C’est donc dans ce cadre que s’explique la réaction ivoirienne : en défendant la souveraineté du Qatar, Abidjan protège un partenaire économique stratégique et confirme son attachement au droit international. Mais cette posture comporte aussi des défis.

D’un côté, la solidarité affichée avec Doha renforce l’image d’une Côte d’Ivoire souveraine, capable de peser sur la scène diplomatique africaine et mondiale. Elle traduit une volonté de s’aligner sur une vision multipolaire du monde, où la coopération Sud-Sud prend une importance croissante.
De l’autre, ce positionnement pourrait exposer Abidjan à des tensions avec ses autres partenaires stratégiques. Israël, malgré l’absence de relations historiques très profondes avec la Côte d’Ivoire, reste un allié de poids pour les grandes puissances occidentales dont Abidjan dépend sur le plan sécuritaire et financier.
Une prise de position trop marquée contre Tel-Aviv pourrait être perçue comme un désalignement, voire susciter des crispations diplomatiques.

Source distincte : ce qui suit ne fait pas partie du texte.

Issue #397, opened 2022-07-18
Check for neighbors run before UMAP


Zethson:
`ValueError: Did not find .uns["neighbors"]. Run `sc.pp.neighbors` first.`
When attempting to run `ep.tl.umap` before `ep.pp.neighbors`.

We should catch this issue ourselves and refer to `ep.pp.neighbors`

PR #401, opened 2022-08-11
issue #397 "check for neighbors run before UMAP" fixed

namsaraeva:
**Description of changes**

Added some code to check for neighbors run before running UMAP.


Zethson (approved):
Well done!

PR #404, opened 2022-08-21
Add copy_obs parameter to move_to_obs

namsaraeva:
**Description of changes**

Solved the issue of the existing `move_to_obs` function. I added a `boolean` parameter `copy_obs` that copies the column from X to obs and does not delete it from X. 

**Technical details**

Added a simple test that checks the shape of X before and after copying to make sure nothing got deleted or moved. Also checked if the columns are present in obs.

**Additional context**


ehrapy/anndata/anndata_ext.py
```diff
@@ -176,17 +178,30 @@ def move_to_obs(adata: AnnData, to_obs: list[str] | str, copy: bool = False) ->
...
-    # cast non numerical values from object to either bool (if possible) or category
-    adata.obs = _cast_obs_columns(adata.obs)
-    adata.uns["numerical_columns"] = updated_num_uns
-    adata.uns["non_numerical_columns"] = updated_non_num_uns
+
+    if copy_obs:
+        indices = adata.var_names.isin(to_obs)
+        df = adata[:, indices].to_df()
+        adata.obs = adata.obs.join(df)
+        updated_num_uns, updated_non_num_uns, num_var = _update_uns(adata, to_obs)
```
Imipenem, line 186: By copying columns from X to obs, the columns still remain in X. So they should not got deleted from uns numerical/non numerical (which is what `update_uns` is basically doing). 
This also requires changes to `move_to_x`, which should check whether the columns are already present in X (in that case simply delete those columns from obs).

Imipenem (changes requested):

Imipenem:
One minor change, otherwise LGTM.

ehrapy/anndata/anndata_ext.py
namsaraeva: So I just have to delete the lines below ```update_uns```?

ehrapy/anndata/anndata_ext.py
```diff
@@ -204,13 +212,17 @@ def move_to_x(adata: AnnData, to_x: list[str] | str) -> AnnData:
...
     if isinstance(to_x, str):  # pragma: no cover
         to_x = [to_x]
-    new_adata = concat([adata, AnnData(adata.obs[to_x], dtype="object")], axis=1)
-    new_adata.obs = adata.obs[adata.obs.columns[~adata.obs.columns.isin(to_x)]]
-    # update uns (copy maybe: could be a costly operation but reduces reference cycles)
-    # users might save those as separate AnnData object and this could be unexpected behaviour if we dont copy
-    num_columns_moved, non_num_columns_moved, _ = _update_uns(adata, to_x, True)
-    new_adata.uns["numerical_columns"] = adata.uns["numerical_columns"] + num_columns_moved
-    new_adata.uns["non_numerical_columns"] = adata.uns["non_numerical_columns"] + non_num_columns_moved
+    if set(to_x).issubset(set(adata.var_names)):
```
Imipenem, line 215: This only works while all items of `to_x` are in the `adata.var_names`. We need to also make this work in case only some of the columns in `to_x` are present in `adata.var_names` (and therefore copied before). So I guess we have to check for each column in `to_x` independently, whether it is in `var_names` or not.

And if not: they have to be added to `uns` as well (besides deleting them from `obs`) in the corresponding lists of numerical/non_numerical columns.

Would be cool, if you could add some tests as well for such cases.

Imipenem: rest LGTM

Imipenem (changes requested):

ehrapy/anndata/anndata_ext.py
namsaraeva: Thank you!

namsaraeva:
Could you please have a look? @Imipenem

ehrapy/anndata/anndata_ext.py
```diff
@@ -176,42 +178,74 @@ def move_to_obs(adata: AnnData, to_obs: list[str] | str, copy: bool = False) ->
...
+        adata.uns["numerical_columns"] = updated_num_uns
+        adata.uns["non_numerical_columns"] = updated_non_num_uns
 
     if copy:
         return adata
 
 
 def move_to_x(adata: AnnData, to_x: list[str] | str) -> AnnData:
     """Move features from obs to X inplace.
-
```
Zethson, line 197: We should keep this empty line.

ehrapy/anndata/anndata_ext.py
```diff
@@ -176,42 +178,74 @@ def move_to_obs(adata: AnnData, to_obs: list[str] | str, copy: bool = False) ->
...
     Args:
         adata: The AnnData object
         to_x: The columns to move to X
-
```
Zethson, line 201: We should keep this one as well.

Imipenem (commented):
Code LGTM, good work!

I'd request to add a few more tests (as I think of it now, I did not covered all edge cases in the tests): Maybe one test for columns that do not exist in X or obs when moved/copied -> should raise an exception and explain error). Moving columns from X to obs and back; especially an edge case when one wants to move some columns from obs to X and some of those columns where copied previously from X to obs.

If those tests pass, ready to merge IMO.

namsaraeva:
1) So, for now I added some tests for cases when columns that do not exist in X or obs are moved/copied (i.e. raised the **exceptions in the methods**). 

2) "Test for moving columns from `X` to `obs` and back; especially an edge case when one wants to move some columns from `obs` to `X` and some of those columns where copied previously from `X` to `obs`." -> **Not fully done yet.** In the method move_to_x() I distinguish between **three** different edge cases: 

- Columns passed exist in both `obs` and `X` because they were previously just copied from `X` to `obs`. The only thing to do here is we need to remove this column from `obs` (do we necessarily want it though?). 
- Columns passed exist **only** in `obs`: we want to append the column to `X`, remove the column from `obs` and update `uns`. **This is where the things go wrong.**
- Columns passed are mixed: some are already in `X`, some are not. I divide the list into two separate lists with columns that exist and columns that don't exist in X. Then I handle them like in two cases above.

**So, why do things go wrong?**

The answer is in the function _update_uns() and its usage in the function move_to_x(). There we want to move columns from obs to X and update `uns` accordingly. For this purpose, functions copies numerical and non-numerical values from `uns` of the AnnData passed to the function, and tries to categorise the columns that are being moved (if they are in the num_set, then we append it to new numerical columns, otherwise to non-numerical). But what happens if the column that we want to move from `obs` to `X` does not exist in `X` anymore and therefore *not* in `uns`? We can't categorise the column if it's numerical or not, because if it does not exist  in `X`, it does not exist in `uns` either. That is what we essentially do when using the method move_to_obs(): if we don't want to have one column in `X`, we move it to `obs` inplace and delete it from `uns`.  

**How to fix it?**

We probably need to add one functionality more to the _update_uns() function where it checks the dtype of the passed column and categorises it as numerical or non-numerical and adds it to uns as a new entry. At least I would do that. 

I hope you will understand what I mean. Would be eager to discuss it with you, @Imipenem

Imipenem:
👍 nice work, im currently on vacation, but will get back to you Friday.

namsaraeva:
> You are absolutely right; ok, what about just "do nothing" but warn the user: Column XY already in X. Skipped moving XY to X? As a nice add-on, we could also provide a simple function to delete columns entirely from obs (and every reference to them); might be useful, what do you think?

I added a new function for this: `delete_from_obs()`, a very simple func that deletes the columns inplace, also added a small test for it. In the `move_to_x()`function now we warn the user that moving was skipped and if the user wants to delete the column, she/he should use the `delete_from_obs()`function. But I was thinking if we could make it more interactive, like with Yes/No/Skip on console, but I am not sure if we want to do this here. Might just stick with the small warning. 

Also `move_to_X()` should work fine now, my test with three edge cases passes successfully now, feel free to check it, maybe I forgot something. 

But I have a question for  `move_to_X()`. Currently we return a copy of AnnData, so to see the changes, user needs to assign the output of `move_to_X()` to a new variable/AnnData object. Do we want something like `copy=True/False` like in `move_to_obs()` so the user can choose whether to return a copy or act inplace. 

What do you think? @Imipenem

Zethson:
> But I was thinking if we could make it more interactive, like with Yes/No/Skip on console, but I am not sure if we want to do this here. Might just stick with the small warning.

I would not make it interactive, no.


> But I have a question for move_to_X(). Currently we return a copy of AnnData, so to see the changes, user needs to assign the output of move_to_X() to a new variable/AnnData object. Do we want something like copy=True/False like in move_to_obs() so the user can choose whether to return a copy or act inplace.

Yeah, I think that this would be a good idea.

ehrapy/anndata/anndata_ext.py
```diff
@@ -154,63 +154,135 @@ def anndata_to_df(
...
+def move_to_obs(adata: AnnData, to_obs: list[str] | str, copy_obs: bool = False, copy: bool = False) -> AnnData:
+    """Move inplace or copy features from X to obs. Note that columns containing boolean values (either 0/1 or True(
+    true)/False(false)) will be stored as boolean columns whereas the other non numerical columns will be stored as
+    category.
 
     Args:
         adata: The AnnData object
         to_obs: The columns to move to obs
+        copy_obs: The values are copied to obs (and therefore kept in X) instead of moved completely
         copy: Whether to return a copy or not
```
Imipenem, line 166: Maybe replace with something like: `copy: Whether to return a copy of the original AnnData object or not.`. So it's clear, we're talking about `AnnData` objects here; much copying going on here so might be useful.

ehrapy/anndata/anndata_ext.py
```diff
@@ -154,63 +154,135 @@ def anndata_to_df(
...
-    # cast numerical values from object
-    adata.obs[num_var] = adata.obs[num_var].apply(pd.to_numeric, errors="ignore", downcast="float")
-    # cast non numerical values from object to either bool (if possible) or category
-    adata.obs = _cast_obs_columns(adata.obs)
-    adata.uns["numerical_columns"] = updated_num_uns
-    adata.uns["non_numerical_columns"] = updated_non_num_uns
+
+    if not set(to_obs).issubset(set(adata.var_names)):
+        raise ValueError(
+            "Cannot move columns with invalid names."
```
Imipenem, line 183: This error message is a bit general. One could be confused by what exactly makes a name "invalid". Maybe change this to sth. like "Columns XYZ (simple diff of the two sets) are not in var_names".

ehrapy/anndata/anndata_ext.py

En outre, dans un contexte régional instable où la lutte contre le terrorisme et la coopération sécuritaire dépendent largement des partenariats internationaux, Abidjan devra éviter que son rapprochement avec Doha ne soit interprété comme une prise de parti dans les rivalités du Moyen-Orient.

Ainsi, la condamnation de l’attaque israélienne par la Côte d’Ivoire dépasse le simple cadre d’un communiqué de solidarité. Elle reflète un choix stratégique : affirmer sa fidélité aux principes du droit international, tout en consolidant une relation bilatérale prometteuse.
Mais ce choix oblige Abidjan à un exercice délicat d’équilibrisme diplomatique entre ses alliances économiques émergentes et ses partenariats traditionnels.